Bum raps aren’t always fair.
One way or the other, certain aspects of the beer world are given
negative connotations they don’t really deserve. I’ve long been an apologist for the shaker
pint, that sturdy, versatile work horse so maligned by the snobs. I don’t think the three tier system’s such a
bad thing, either, as it helps to level the playing field and give more opportunity
to the little guys. I understand people’s
criticism of these entities, but can also see the good they offer.
Some bum raps come from misunderstanding or guilt by
association. What does the word ‘adjunct’
conjure for you? Not long ago, the word
became affixed to a style of beer that only recently had to be distinguished
& renamed, squeezed between “American” & “Lager”. American Adjunct Lager is, I believe, meant
to be a value-neutral descriptor, indicating the kind of traditional corn- or
rice- infused beer your grandfather (& most of America) drinks. But let’s face it - it’s pretty much a
bowdlerism for “shitty industrial beer”.
The word “adjunct” became taboo not because adjuncts are
inherently bad, but because craft fans saw them being abused & came to
assume that the sole purpose of using adjuncts was to thin the flavor &
cheapen the beer. The Brewers’
Association, up until last year, excluded from the definition of “craft brewery”

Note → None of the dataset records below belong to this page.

PR #376, opened 2023-11-15
Refactor COPR jobs for easier branching

ekohl:
See individual commits for details. The goal is to use include files to create the right jobs so there is only a single one. For Foreman this is a bit uglier because it's more complex.


ehelms:
Right now the Copr PR test is locked to `rpm/develop` but would also need consideration for branching -- see https://github.com/theforeman/jenkins-jobs/blob/master/theforeman.org/yaml/jobs/packaging/foreman-packaging-rpm-pr-test.yaml#L31C9-L31C30

ekohl:
> Right now the Copr PR test is locked to `rpm/develop` but would also need consideration for branching -- see https://github.com/theforeman/jenkins-jobs/blob/master/theforeman.org/yaml/jobs/packaging/foreman-packaging-rpm-pr-test.yaml#L31C9-L31C30

Looking at the source, this is tricky in trying to reuse the other configs.

ehelms:
> Looking at the source, this is tricky in trying to reuse the other configs.

Yes... I think I would have to combine the jobs into a single job with `when` conditions. Question is if you want to block on that, or go the quick route and I can follow up with the re-factor.

ekohl:
I'm tempted to go the easy route on the triggers.

ehelms (approved):
If you want to address the PR test issue here or in another PR.

branch-foreman
```diff
@@ -21,6 +21,8 @@ sed -i "/nightly/i \ \ \ \ \ \ - '${KATELLO_VERSION}'" centos.org/jobs/katello-p
 
 echo "- '${FOREMAN_VERSION}'" >> theforeman.org/yaml/includes/foreman_versions.yaml.inc
```
evgeni, line 22: if we're not doing koji releases anymore, can't this go?

(also, the file is now foreman_versions_koji, right?)

ekohl: No, this is the file with **all** releases. It's also used for Debian and other stuff like `smart-proxy-X.Y-stable-test` & `test_X_Y_stable`.

ekohl:
I think this covers it by introducing new GHPRB triggers with regexes. Not pretty, but I'd expect it to work. On a related note: we should really get away from GHPRB since it's unmaintained and has security problems.

theforeman.org/yaml/includes/pulpcore_versions_copr.yaml.inc
```diff
@@ -0,0 +1 @@
+- 'nightly'
```
Odilhao, line 1: We can include '3.39' here as well, since we are going to branch from `rpm/develop`

ehelms (approved):

theforeman.org/yaml/includes/pulpcore_versions_copr.yaml.inc
ekohl: I think that's out of scope for this PR: we should treat 3.39 as a separate branching step. We already know https://github.com/theforeman/theforeman-rel-eng/blob/master/procedures/pulpcore/update.md.erb is out of date, so please keep notes when you do.

PR #381, opened 2023-11-20
rsync to stagingyum per distro

ehelms:
The rsync script on web01 needs the version to exist on the rsync target in order to properly know what release to work with. In order to include the release we need to rsync per OS rather than one command for the whole version.

### DIFF
--- a/theforeman.org/pipelines/lib/packaging.groovy
+++ b/theforeman.org/pipelines/lib/packaging.groovy
@@ -475,11 +475,11 @@ def rsync_yum(user, ssh_key, collection, target, version) {
     def hosts = ["web01.osuosl.theforeman.org"]
 
     for(host in hosts) {
-        def target_path = "${user}@${host}:rsync_cache/${target}"
+        def target_path = "${user}@${host}:rsync_cache/${target}/${version}/"
 
         sh """
             export RSYNC_RSH="ssh -i ${ssh_key}"
-            /usr/bin/rsync --checksum --perms --recursive --links --verbose --partial --one-file-system --delete-after ${collection}/${version} ${target_path}
+            /usr/bin/rsync --checksum --perms --recursive --links --verbose --partial --one-file-system --delete-after ${collection}/${version}/ ${target_path}
         """
     }
 }


ekohl (changes requested):
The idea behind sync a whole version is that it's atomic. For Debian (where we have multiple directories) we join the paths:
https://github.com/theforeman/jenkins-jobs/blob/d78f0f3b828444b109105fa5d27927be3f158c31/theforeman.org/pipelines/lib/packaging.groovy#L462

That way it's a single atomic action and everything gets promoted as one. You don't have the risk (*) that EL9 is newer than EL8 because the network failed after EL9 was done.

I still think that we should solve it similar to https://github.com/theforeman/foreman-infra/pull/1994 instead. I'll leave some comments there.

* Technically, everything can crash, but you minimize the risk

evgeni:
> The idea behind sync a whole version is that it's atomic. For Debian (where we have multiple directories) we join the paths:
> 
> https://github.com/theforeman/jenkins-jobs/blob/d78f0f3b828444b109105fa5d27927be3f158c31/theforeman.org/pipelines/lib/packaging.groovy#L462

While the above excerpt looks like it, we don't do that. `deb_paths` are the paths of the actual debs.

The place where we actually call rsync methods from is here:
https://github.com/theforeman/jenkins-jobs/blob/d78f0f3b828444b109105fa5d27927be3f158c31/theforeman.org/pipelines/lib/packaging.groovy#L186-L197

And `repos` has keys of the form `${suite}-${component}`, which is `bullseye-3.9`, `focal-plugins` etc.

You can also see it in Jenkins where we have separate "push-{version}-{os}" steps for stage→prod:
https://ci.theforeman.org/blue/organizations/jenkins/foreman-nightly-deb-pipeline/detail/foreman-nightly-deb-pipeline/1353/pipeline
https://ci.theforeman.org/blue/organizations/jenkins/foreman-3.8-release-pipeline/detail/foreman-3.8-release-pipeline/6/pipeline/166

And "{os}-{version}" for packaging → stage:
https://ci.theforeman.org/blue/organizations/jenkins/foreman-packaging-deb-3.8-release/detail/foreman-packaging-deb-3.8-release/12/pipeline/131

ehelms:
So what's the verdict on this PR? Pipelines continue to be broken without a
resolution.

theforeman.org/pipelines/lib/packaging.groovy
```diff
@@ -475,11 +475,11 @@ def rsync_yum(user, ssh_key, collection, target, version) {
     def hosts = ["web01.osuosl.theforeman.org"]
 
     for(host in hosts) {
-        def target_path = "${user}@${host}:rsync_cache/${target}"
+        def target_path = "${user}@${host}:rsync_cache/${target}/${version}"
 
         sh """
             export RSYNC_RSH="ssh -i ${ssh_key}"
-            /usr/bin/rsync --checksum --perms --recursive --links --verbose --partial --one-file-system --delete-after ${collection}/${version} ${target_path}
+            /usr/bin/rsync --checksum --perms --recursive --links --verbose --partial --one-file-system --delete-after --mkpath tmp/${collection}/${version}/* ${target_path}
```
ekohl, line 482:
```suggestion
            /usr/bin/rsync --checksum --perms --recursive --links --verbose --partial --one-file-system --delete-after --mkpath ${collection}/${version}/ ${target_path}/
```

ekohl (changes requested):
I was playing a bit with it and didn't finish it yesterday, but in https://github.com/theforeman/foreman-infra/pull/1994#issuecomment-1822738006 I wrote down my findings.

The short version is to add trailing slashes, so my recommendation is to `rsync ${collection}/${version}/ ${user}@${host}:rsync_cache/${target}/${version}/`

ekohl (approved):
I didn't test this out end-to-end, but since it's what I recommended based on local testing I approve :)

PR #382, opened 2023-11-24
Use artifacts from the upstream job, if possible

ekohl:
We've seen multiple times that a package release job runs, but doesn't use the latest source. My theory is that there's a race condition between declaring the last source release job as last successful and the package release job running.

The Copy Artifact Plugin has an [option for the selector](https://www.jenkins.io/doc/pipeline/steps/copyartifact/). That can be set to upstream with a fallback to the last successful. That would mean that when a source release job triggers a package release job, the triggering job is the upstream. If there is none (like with a manual run), then it should fall back to the last successful.

I'm unsure about the syntax, but https://stackoverflow.com/questions/53820503/how-to-copy-artifacts-from-other-jenkins-job-from-a-pipeline/53821560#53821560 suggests the `selector: upstream()` part is correct and I'm assuming the option is passed this way.

### DIFF
--- a/theforeman.org/pipelines/lib/packaging.groovy
+++ b/theforeman.org/pipelines/lib/packaging.groovy
@@ -259,7 +259,7 @@ def setup_sources_core(project, os, version, repoowner, pull_request = false) {
         def build_vars = read_build_vars(project)
         if (version == 'nightly') {
             if (build_vars['source_location']) {
-                copyArtifacts(projectName: build_vars['source_location'], excludes: 'package-lock.json', flatten: true)
+                copyArtifacts(projectName: build_vars['source_location'], excludes: 'package-lock.json', flatten: true, selector: upstream(fallbackToLastSuccessful: true))
                 sh(script: "mv *.tar.bz2 ${project}_${package_version}.orig.tar.bz2", label: "rename tarball")
                 last_commit = readFile('commit').trim()
             } else {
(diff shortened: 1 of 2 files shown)


ekohl:
> My theory is that there's a race condition between declaring the last source release job as last successful and the package release job running.

Now that I investigate it, this isn't right.

https://ci.theforeman.org/job/foreman-installer-develop-package-release/1576/ was triggered by https://ci.theforeman.org/job/foreman-installer-develop-source-release/1657/ and it also states:

> [2023-11-24T03:11:48.009Z] Copied 3 artifacts from "foreman-installer-develop-source-release" build number 1657

And if I look in the tarball that 1657 uses, then it has the correct changes included (I checked `README.md`).

Yet https://github.com/theforeman/puppet-pulpcore/pull/315#issuecomment-1826084380 proves nightly didn't.

Also, the resulting SRPM from https://ci.theforeman.org/job/foreman-installer-develop-package-release/1576/ has the correct changes (again, checked `README.md`).

So `foreman-installer-3.9.0-0.3.develop.20231124031230gite0bf154.src.rpm` should be good. Looking at https://stagingyum.theforeman.org/foreman/nightly/el8/x86_64/, we see https://stagingyum.theforeman.org/foreman/nightly/el8/x86_64/foreman-installer-3.9.0-0.3.develop.20231124031230gite0bf154.el8.noarch.rpm there and that also contains the correct `README.md`.

We can also see that https://ci.theforeman.org/job/foreman-nightly-rpm-pipeline/2098/ synced it and included the change (and passed).

Yet on https://yum.theforeman.org/nightly/el8/x86_64/ I see https://yum.theforeman.org/nightly/el8/x86_64/foreman-installer-3.9.0-0.3.develop.20231123031245gite0bf154.el8.noarch.rpm so somehow it's not being synced from staging to release.

PR #383, opened 2023-11-26
Drop Pulpcore 3.16, 3.17 & 3.18 pipelines

ekohl:
These belong to EOL Katello versions. Recently we've been seeing problems provisioning nodes in CentOS CI so this reduces the number of nodes we consume.


evgeni (approved):
I think you can also drop 3.21

ekohl:
I wondered if there was a downstream concern, since it's used in Foreman 3.5

evgeni:
I'll leave the definitive answer to @Odilhao but I don't think the upstream pipes matter for that case

Odilhao:
Let's nuke it and keep 3.22, 3.28 and 3.39, too many python 3.9 to cherrypick and release atm.

evgeni (approved):

PR #385, opened 2023-11-29
fix 3.9 jenkins job definitions

evgeni:
Fixes: 55c177cca3c740e7dae231b3fbcb7f51025f1e53


theforeman.org/pipelines/vars/foreman/3.9.groovy
```diff
@@ -1,12 +1,11 @@
 def foreman_version = '3.9'
 def git_branch = "${foreman_version}-stable"
-def stage_source = 'copr'
+def stage_source = 'stagingyum'
 
 def foreman_client_distros = [
     'el9',
     'el8',
-    'el7',
-    'sles12'
```
ekohl, line 9: I didn't realize we'd effectively drop sles12 this way. I wonder if we could somehow restore this at some point, like syncing from OBS.

evgeni: copr can build for sles, so we could… just build it, properly.

theforeman.org/yaml/includes/foreman_versions_copr.yaml.inc
```diff
@@ -1 +1 @@
-[]
+- '3.9'
```
ekohl, line 1: I'd have expected this line to add this:
https://github.com/theforeman/jenkins-jobs/blob/b993393b01c86082cefda9cfea5dfbba5abd0d3c/branch-foreman#L24

theforeman.org/yaml/jobs/pipeline/katello-rpm-pipeline.yaml
```diff
@@ -20,3 +20,4 @@
     version:
       - '4.9'
       - '4.10'
+      - '4.11'
```
ekohl, line 23: This should be covered:
https://github.com/theforeman/jenkins-jobs/blob/b993393b01c86082cefda9cfea5dfbba5abd0d3c/branch-foreman#L26

theforeman.org/yaml/views/release.yml
```diff
@@ -13,6 +13,7 @@
     minor:
         - '7'
         - '8'
+        - '9'
```
ekohl, line 16: This is called out as a manual TODO:
https://github.com/theforeman/jenkins-jobs/blob/b993393b01c86082cefda9cfea5dfbba5abd0d3c/branch-foreman#L31-L32

theforeman.org/pipelines/vars/foreman/3.9.groovy
ekohl: It's not listed in nightly, which is the source for this:
https://github.com/theforeman/jenkins-jobs/blob/b993393b01c86082cefda9cfea5dfbba5abd0d3c/theforeman.org/pipelines/vars/foreman/nightly.groovy#L5-L9

ekohl (commented):
I did a more careful analysis of where it went wrong, but I can't explain it. It should all be covered. The PR was also made on top of a commit that had the correct script. The only thing I can think of is that it was made against an older version and then rebased before submitted as a PR.

evgeni:
yeah, I have no idea how this happened.

PR #38, opened 2019-08-11
RD-1051 - feat: add lambda-apigw-lambda support

saartochner:


src/parsers/aws.test.js
```diff
@@ -232,4 +232,19 @@ describe('aws parser', () => {
       },
     });
   });
+
+  test('awsParser -> happy flow', () => {
```
doriaviram-lumigo: This becomes to be the default parser, add test for without `x-amzn-requestid`

src/parsers/aws.js
```diff
@@ -62,3 +62,11 @@ export const kinesisParser = requestData => {
   const awsServiceData = { resourceName };
   return { awsServiceData };
 };
+
+export const awsParser = (requestData, responseData) => {
+  const { headers: resHeader } = responseData;
+  const messageId = resHeader ? (resHeader['x-amzn-requestid'] || {}) : undefined;
```
doriaviram-lumigo: Why {}? I think it should be undefined
its will clear on the tests :)

PR #49, opened 2019-09-22
feat: blacklist keys (security)

saartochner:


src/utils.js
```diff
@@ -313,3 +313,28 @@ export const parseQueryParams = queryParams => {
   });
   return obj;
 };
+
+const keyToOmitRegexes = () =>
+    JSON.parse(process.env.LUMIGO_BLACKLIST_REGEX || '[".*pass.*", ".*key.*"]').map(x => new RegExp(x, 'i'));
```
doriaviram-lumigo: Why not use includes? simpler and faster

src/utils.js
```diff
@@ -313,3 +313,28 @@ export const parseQueryParams = queryParams => {
...
+    } catch (e) {
+      return obj;
+    }
+  }
+  if (!obj || typeof obj !== "object") {
+    return obj;
+  }
+  return Object.keys(obj).reduce((newObj, key) => {
+    let value = omitKeys(obj[key]);
+    let shouldOmitKey = keyToOmitRegexes().some(regex => regex.test(key));
```
doriaviram-lumigo: You createing the regexes list every time. you can create this only once (if you decide to dont use simple contains )

PR #51, opened 2019-09-24
RD-1356 many to many

saartochner:


src/parsers/aws.js
```diff
@@ -54,12 +54,20 @@ export const sqsParser = requestData => {
...
-export const kinesisParser = requestData => {
+export const kinesisParser = (requestData, responseData) => {
   const { body: reqBody } = requestData;
+  const { body: resBody } = responseData;
   const reqBodyJSON = (!!reqBody && JSON.parse(reqBody)) || {};
+  const resBodyJSON = (!!resBody && JSON.parse(resBody)) || {};
   const resourceName =
     (reqBodyJSON['StreamName'] && reqBodyJSON.StreamName) || undefined;
   const awsServiceData = { resourceName };
+  if (resBodyJSON["SequenceNumber"]) {
```
doriaviram-lumigo: You can use here your own `getKinesisData` function?

doriaviram-lumigo: Okay, so at least the huge line out to a function

PR #52, opened 2019-09-29
fix: recognize if lambda is warm bug RD-1386

doriaviram-lumigo:


src/spans/awsSpan.js
```diff
@@ -67,7 +67,7 @@ export const getBasicSpan = () => {
   const account = awsAccountId;
 
   const readiness = isWarm() ? 'warm' : 'cold';
-  if (readiness === 'warm') {
+  if (readiness === 'cold') {
```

any brewer whose flagship contained adjuncts.
The tent has since been expanded – “traditional” now denotes A brewer
that has a majority of its total beverage alcohol volume in beers whose flavor
derives from traditional or innovative brewing ingredients and their fermentation. Traditional or innovative? Huh? Anyway, craft brewing now includes those “adjunct
brewers” that were theretofore verboten, which essentially means that any
domestically-owned brewery making under 6,000,000 barrels a years is a craft
brewery.
But despite being tied to a stigmatized indigenous beer
style, adjuncts are not the enemy of good beer.
They don’t exist solely for the purpose of cheapening beer (though have
been misused to this effect). The
definition of an “adjunct” in brewing is any source of fermentable sugar other
than malt. This includes corn and rice,
yes, but also unmalted oats, rye, wheat, barley, syrups, honey, etc. Oatmeal stouts are “adjunct beers”, yet you
don’t see them scorned as “English adjunct stouts”. Lambics contain unmalted wheat, yet you don’t
see “Belgian adjunct sour ale” being thrown around. Many, many beloved Belgian ales use candi
sugar, yet you’d never see someone disparage Westy 12 as a “Trappist adjunct
ale”. Many, many great beers rely on
adjuncts to enhance their character, not detract from it, yet we still have
this Reinheitsgebot-fueled puritanism that disregards the full breadth of brewing
ingredients.
To be clear, not every ingredient added to a beer outside of
water, yeast, malt, & hops is an adjunct – they have to have some level of
fermentable carbs. Coffee, spices,
orange peel, even lactose, for instance, are not fermentable & thus aren’t
considered adjuncts. There’s some gray
area with fruit, chocolate, and other additives with sugar, depending on how
much they actually contribute to the fermentables in the beer. So adjuncts are neither just corn and rice, nor are they
everything-but-the-kitchen-sink.
That said, even the classic “adjunct lagers” were not
intended to be cheap, thin, and watery – adjuncts were actually employed to improve the beer, as domestic 6-row malt
didn’t have what it took on its own to make a decent pilsner. Rice was actually more expensive than barley
in the day, and was what it took in the 19th century to emulate Czech
pilsners with ingredients in the states.
What’s transpired since with these progenitors is a different story, but
it’s not the adjunct’s fault. Maybe the
verbiage will change, but I think it’s wise to think twice before throwing a
cornerstone of brewing technique & history under the bus.
Thanks to The Oxford Companion to Beer, John Palmer's How to Brew, & Maureen Ogle's Brewing Ambition for some helpful info.